- Task prompt
Please reproduce the data below exactly, from the first line through the line containing "PR #1782, opened 2023-08-02", and leave every later line out.

'''

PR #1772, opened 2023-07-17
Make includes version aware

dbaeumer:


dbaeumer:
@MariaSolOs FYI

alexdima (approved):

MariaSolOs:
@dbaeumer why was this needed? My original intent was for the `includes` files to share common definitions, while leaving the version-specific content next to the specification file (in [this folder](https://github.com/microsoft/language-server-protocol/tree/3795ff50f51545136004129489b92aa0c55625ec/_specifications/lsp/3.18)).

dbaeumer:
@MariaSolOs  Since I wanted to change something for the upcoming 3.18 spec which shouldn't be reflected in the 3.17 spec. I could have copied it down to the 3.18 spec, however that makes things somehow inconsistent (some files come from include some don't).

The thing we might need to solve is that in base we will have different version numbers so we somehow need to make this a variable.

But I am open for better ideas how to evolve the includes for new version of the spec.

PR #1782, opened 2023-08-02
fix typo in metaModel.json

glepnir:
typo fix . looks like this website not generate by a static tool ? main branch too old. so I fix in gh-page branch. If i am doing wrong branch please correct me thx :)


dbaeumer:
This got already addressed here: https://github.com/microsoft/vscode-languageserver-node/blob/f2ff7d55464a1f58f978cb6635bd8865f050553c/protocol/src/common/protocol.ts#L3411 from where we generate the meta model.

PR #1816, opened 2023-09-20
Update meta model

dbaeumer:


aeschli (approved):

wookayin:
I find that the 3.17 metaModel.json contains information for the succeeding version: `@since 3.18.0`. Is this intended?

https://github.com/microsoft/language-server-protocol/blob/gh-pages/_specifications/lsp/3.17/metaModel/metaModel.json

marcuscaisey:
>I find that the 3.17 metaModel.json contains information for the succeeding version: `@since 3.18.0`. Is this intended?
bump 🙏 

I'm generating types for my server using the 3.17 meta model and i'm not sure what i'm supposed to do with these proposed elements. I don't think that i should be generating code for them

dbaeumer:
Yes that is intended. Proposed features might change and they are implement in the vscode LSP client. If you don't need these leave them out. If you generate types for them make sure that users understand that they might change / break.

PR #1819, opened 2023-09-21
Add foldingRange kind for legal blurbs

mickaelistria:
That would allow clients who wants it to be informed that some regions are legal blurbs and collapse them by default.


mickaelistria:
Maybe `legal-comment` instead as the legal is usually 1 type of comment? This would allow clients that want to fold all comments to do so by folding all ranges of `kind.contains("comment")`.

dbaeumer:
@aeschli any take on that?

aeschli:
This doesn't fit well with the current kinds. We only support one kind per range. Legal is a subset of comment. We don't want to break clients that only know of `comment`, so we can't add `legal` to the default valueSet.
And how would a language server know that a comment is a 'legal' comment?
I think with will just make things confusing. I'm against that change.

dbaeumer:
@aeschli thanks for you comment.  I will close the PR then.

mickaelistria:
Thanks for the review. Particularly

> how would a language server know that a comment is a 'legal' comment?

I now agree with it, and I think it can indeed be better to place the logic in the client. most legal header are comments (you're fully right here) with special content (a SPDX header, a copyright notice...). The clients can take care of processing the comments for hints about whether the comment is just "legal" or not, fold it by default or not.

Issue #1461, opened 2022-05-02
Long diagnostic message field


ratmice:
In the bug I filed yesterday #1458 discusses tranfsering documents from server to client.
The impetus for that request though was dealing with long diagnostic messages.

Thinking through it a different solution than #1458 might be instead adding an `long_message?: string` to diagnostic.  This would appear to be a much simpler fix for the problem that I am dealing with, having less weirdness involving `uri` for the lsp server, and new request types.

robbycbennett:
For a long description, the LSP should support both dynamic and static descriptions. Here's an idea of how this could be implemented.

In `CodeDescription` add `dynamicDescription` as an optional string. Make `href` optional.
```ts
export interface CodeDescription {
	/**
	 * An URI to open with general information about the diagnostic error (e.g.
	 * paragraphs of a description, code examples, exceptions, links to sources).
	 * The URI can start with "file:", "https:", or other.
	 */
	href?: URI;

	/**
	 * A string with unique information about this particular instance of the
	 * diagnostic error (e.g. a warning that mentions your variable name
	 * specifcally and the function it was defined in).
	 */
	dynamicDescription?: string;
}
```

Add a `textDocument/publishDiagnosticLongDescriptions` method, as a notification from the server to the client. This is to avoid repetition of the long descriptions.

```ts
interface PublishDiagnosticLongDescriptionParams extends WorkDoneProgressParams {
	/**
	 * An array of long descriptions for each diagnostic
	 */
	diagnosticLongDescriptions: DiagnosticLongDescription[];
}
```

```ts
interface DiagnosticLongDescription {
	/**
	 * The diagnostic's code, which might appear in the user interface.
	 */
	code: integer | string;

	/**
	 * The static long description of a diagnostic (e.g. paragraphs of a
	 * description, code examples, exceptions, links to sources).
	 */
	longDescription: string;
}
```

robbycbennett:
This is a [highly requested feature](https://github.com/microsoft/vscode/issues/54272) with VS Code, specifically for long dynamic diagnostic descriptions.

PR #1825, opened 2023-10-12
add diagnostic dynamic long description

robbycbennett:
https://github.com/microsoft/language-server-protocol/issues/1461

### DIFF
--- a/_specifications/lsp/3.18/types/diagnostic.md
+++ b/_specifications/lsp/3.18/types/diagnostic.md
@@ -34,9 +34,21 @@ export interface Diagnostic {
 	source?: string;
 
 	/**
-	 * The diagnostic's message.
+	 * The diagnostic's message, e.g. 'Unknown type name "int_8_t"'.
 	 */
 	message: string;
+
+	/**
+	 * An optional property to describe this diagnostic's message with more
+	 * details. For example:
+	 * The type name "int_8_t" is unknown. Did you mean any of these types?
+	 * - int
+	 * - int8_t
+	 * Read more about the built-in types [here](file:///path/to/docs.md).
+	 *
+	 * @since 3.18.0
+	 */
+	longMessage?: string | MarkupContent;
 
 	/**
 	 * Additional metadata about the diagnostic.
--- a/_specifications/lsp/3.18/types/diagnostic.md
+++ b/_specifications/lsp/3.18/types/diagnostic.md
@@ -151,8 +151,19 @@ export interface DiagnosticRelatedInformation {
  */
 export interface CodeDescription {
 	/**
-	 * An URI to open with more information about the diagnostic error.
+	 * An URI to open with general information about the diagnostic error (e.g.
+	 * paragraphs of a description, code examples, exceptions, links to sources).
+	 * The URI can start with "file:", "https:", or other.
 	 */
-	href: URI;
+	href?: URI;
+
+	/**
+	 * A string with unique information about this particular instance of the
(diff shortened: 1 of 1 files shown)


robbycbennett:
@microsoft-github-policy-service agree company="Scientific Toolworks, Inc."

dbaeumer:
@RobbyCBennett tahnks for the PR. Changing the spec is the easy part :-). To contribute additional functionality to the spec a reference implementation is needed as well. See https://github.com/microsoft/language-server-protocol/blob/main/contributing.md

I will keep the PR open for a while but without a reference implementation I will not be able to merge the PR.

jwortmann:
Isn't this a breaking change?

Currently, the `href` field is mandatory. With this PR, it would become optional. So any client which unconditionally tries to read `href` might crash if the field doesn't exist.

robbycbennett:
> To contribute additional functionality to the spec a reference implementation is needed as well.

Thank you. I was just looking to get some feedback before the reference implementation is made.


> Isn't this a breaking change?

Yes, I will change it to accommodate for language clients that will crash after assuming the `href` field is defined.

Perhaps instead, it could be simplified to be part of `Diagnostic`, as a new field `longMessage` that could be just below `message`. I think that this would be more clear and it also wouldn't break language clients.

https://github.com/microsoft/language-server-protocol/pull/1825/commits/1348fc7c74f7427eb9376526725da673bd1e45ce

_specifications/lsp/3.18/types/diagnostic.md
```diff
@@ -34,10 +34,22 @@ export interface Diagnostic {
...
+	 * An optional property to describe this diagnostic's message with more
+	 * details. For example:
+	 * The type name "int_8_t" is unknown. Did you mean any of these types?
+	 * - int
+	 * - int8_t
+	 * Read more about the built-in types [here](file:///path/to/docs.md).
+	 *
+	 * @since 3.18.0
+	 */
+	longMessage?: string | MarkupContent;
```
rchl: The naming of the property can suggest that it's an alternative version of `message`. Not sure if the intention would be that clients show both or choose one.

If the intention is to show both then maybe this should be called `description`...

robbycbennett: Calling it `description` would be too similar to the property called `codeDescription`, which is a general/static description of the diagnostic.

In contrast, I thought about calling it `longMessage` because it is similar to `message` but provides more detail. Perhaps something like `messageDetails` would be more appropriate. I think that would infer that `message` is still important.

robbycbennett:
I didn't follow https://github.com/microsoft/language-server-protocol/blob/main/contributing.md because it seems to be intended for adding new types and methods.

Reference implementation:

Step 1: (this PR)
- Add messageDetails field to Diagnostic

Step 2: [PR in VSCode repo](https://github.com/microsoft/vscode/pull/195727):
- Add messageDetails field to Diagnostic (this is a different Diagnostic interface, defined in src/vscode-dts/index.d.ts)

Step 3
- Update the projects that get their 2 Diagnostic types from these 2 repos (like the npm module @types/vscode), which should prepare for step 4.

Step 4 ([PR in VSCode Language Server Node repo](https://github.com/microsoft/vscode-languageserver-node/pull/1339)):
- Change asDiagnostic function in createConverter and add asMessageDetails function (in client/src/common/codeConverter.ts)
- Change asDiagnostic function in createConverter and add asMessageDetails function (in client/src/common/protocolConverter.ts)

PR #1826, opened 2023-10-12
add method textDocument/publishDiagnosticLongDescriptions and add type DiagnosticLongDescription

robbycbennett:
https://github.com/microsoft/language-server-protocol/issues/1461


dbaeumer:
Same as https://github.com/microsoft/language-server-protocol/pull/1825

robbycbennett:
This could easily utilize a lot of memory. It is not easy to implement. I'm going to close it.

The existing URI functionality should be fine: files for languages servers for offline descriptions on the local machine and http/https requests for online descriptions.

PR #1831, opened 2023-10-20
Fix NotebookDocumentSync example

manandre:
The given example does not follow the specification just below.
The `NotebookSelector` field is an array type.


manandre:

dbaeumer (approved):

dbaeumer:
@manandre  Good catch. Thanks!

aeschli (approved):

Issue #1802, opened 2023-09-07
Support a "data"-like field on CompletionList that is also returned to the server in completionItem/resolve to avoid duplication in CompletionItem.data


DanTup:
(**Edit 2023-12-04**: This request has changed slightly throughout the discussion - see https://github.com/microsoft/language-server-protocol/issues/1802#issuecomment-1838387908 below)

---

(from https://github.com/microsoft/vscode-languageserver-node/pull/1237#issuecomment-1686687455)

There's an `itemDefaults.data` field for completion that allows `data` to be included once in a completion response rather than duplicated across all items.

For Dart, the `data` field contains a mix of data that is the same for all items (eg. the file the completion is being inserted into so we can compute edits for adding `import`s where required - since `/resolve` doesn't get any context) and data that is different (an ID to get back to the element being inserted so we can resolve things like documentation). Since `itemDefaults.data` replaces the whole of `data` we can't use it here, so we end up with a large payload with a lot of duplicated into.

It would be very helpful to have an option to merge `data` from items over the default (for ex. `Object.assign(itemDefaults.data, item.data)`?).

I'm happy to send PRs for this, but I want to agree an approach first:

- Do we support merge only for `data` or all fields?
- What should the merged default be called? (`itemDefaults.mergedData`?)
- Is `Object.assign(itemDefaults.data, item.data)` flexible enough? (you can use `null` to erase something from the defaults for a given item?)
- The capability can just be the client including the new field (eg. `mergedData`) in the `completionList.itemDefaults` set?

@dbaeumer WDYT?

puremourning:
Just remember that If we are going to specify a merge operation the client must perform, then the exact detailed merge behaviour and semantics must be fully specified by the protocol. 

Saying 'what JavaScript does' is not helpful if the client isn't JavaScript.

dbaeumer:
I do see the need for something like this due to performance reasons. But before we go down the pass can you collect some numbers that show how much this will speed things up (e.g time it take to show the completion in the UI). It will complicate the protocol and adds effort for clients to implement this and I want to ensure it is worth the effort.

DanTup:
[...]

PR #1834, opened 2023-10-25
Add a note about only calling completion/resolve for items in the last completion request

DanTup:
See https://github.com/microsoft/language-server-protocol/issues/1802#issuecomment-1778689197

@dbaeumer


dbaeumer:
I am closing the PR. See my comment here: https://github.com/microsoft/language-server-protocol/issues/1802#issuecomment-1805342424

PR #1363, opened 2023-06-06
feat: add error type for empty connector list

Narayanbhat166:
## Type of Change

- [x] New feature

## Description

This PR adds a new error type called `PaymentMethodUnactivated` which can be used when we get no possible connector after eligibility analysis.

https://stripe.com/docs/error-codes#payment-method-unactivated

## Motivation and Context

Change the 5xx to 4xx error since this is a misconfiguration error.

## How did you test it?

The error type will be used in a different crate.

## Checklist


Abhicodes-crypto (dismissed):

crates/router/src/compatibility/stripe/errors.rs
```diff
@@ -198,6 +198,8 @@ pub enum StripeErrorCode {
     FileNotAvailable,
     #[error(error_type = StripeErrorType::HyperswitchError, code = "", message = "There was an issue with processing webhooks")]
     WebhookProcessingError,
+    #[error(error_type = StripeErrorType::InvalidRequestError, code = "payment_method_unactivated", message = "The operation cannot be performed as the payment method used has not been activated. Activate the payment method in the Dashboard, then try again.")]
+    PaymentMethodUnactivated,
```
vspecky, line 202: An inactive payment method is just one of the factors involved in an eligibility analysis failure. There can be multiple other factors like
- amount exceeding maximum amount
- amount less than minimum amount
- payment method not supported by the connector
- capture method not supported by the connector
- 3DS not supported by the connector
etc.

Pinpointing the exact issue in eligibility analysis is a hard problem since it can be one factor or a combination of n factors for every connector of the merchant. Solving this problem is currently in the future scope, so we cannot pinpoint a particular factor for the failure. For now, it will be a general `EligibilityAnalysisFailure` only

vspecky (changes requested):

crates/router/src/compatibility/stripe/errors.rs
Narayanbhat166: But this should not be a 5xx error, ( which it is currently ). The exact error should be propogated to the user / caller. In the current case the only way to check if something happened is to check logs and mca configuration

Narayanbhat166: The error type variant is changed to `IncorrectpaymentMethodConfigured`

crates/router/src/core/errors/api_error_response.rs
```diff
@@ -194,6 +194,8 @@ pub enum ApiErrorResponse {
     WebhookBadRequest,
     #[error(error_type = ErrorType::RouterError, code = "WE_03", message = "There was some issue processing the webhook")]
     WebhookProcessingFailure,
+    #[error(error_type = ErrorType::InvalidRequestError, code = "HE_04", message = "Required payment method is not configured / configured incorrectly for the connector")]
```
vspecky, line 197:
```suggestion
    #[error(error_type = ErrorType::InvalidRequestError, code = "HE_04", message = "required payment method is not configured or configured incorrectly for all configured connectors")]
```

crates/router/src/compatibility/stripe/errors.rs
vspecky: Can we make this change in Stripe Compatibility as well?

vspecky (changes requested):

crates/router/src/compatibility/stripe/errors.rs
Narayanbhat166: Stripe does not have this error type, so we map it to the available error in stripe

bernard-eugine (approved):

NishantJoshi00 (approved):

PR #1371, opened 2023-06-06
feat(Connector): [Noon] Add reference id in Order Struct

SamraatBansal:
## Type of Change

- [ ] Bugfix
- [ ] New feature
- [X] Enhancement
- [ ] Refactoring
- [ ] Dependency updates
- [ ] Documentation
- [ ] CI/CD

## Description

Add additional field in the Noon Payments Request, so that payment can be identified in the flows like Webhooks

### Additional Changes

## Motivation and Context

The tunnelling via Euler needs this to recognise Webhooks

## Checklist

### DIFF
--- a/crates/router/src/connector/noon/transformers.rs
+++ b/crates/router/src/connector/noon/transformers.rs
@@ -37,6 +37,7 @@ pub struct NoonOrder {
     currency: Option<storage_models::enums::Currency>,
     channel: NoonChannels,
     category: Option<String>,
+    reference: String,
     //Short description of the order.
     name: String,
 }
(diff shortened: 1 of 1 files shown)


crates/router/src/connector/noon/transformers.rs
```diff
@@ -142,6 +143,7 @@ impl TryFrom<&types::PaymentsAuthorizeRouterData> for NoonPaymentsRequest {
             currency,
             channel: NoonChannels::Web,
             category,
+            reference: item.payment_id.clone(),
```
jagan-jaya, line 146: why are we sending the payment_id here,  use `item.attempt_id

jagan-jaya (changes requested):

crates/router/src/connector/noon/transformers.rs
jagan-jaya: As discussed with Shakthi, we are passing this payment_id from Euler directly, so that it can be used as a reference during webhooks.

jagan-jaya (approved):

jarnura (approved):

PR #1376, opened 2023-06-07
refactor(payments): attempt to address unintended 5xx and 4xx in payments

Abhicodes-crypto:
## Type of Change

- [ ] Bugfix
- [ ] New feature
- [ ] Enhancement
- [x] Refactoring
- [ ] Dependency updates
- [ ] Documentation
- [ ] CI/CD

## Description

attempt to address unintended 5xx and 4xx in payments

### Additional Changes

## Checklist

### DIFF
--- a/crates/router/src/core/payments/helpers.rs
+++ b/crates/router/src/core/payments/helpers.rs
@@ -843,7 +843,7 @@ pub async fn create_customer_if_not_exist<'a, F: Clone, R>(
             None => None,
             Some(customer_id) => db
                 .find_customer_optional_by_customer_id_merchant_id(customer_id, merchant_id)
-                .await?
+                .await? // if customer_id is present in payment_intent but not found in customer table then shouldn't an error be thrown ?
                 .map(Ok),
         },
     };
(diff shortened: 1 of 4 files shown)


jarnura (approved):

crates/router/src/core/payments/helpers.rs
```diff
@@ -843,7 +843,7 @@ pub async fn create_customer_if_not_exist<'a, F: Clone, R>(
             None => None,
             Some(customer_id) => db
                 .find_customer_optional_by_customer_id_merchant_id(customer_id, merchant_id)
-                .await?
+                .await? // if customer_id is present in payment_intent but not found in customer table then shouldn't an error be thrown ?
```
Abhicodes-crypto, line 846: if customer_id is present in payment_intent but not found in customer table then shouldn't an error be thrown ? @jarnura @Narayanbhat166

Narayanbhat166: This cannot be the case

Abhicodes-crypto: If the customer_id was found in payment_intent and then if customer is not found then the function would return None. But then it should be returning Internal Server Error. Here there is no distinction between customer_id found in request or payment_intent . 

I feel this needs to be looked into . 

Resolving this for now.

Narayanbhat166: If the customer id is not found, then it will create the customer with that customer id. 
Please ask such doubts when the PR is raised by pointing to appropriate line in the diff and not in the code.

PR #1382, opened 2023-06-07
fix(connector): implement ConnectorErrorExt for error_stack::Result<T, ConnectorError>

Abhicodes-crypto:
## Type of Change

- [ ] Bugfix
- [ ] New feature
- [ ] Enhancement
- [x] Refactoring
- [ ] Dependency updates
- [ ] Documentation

'''

- Result of the task
PR #1772, opened 2023-07-17
Make includes version aware

dbaeumer:


dbaeumer:
@MariaSolOs FYI

alexdima (approved):

MariaSolOs:
@dbaeumer why was this needed? My original intent was for the `includes` files to share common definitions, while leaving the version-specific content next to the specification file (in [this folder](https://github.com/microsoft/language-server-protocol/tree/3795ff50f51545136004129489b92aa0c55625ec/_specifications/lsp/3.18)).

dbaeumer:
@MariaSolOs  Since I wanted to change something for the upcoming 3.18 spec which shouldn't be reflected in the 3.17 spec. I could have copied it down to the 3.18 spec, however that makes things somehow inconsistent (some files come from include some don't).

The thing we might need to solve is that in base we will have different version numbers so we somehow need to make this a variable.

But I am open for better ideas how to evolve the includes for new version of the spec.

PR #1782, opened 2023-08-02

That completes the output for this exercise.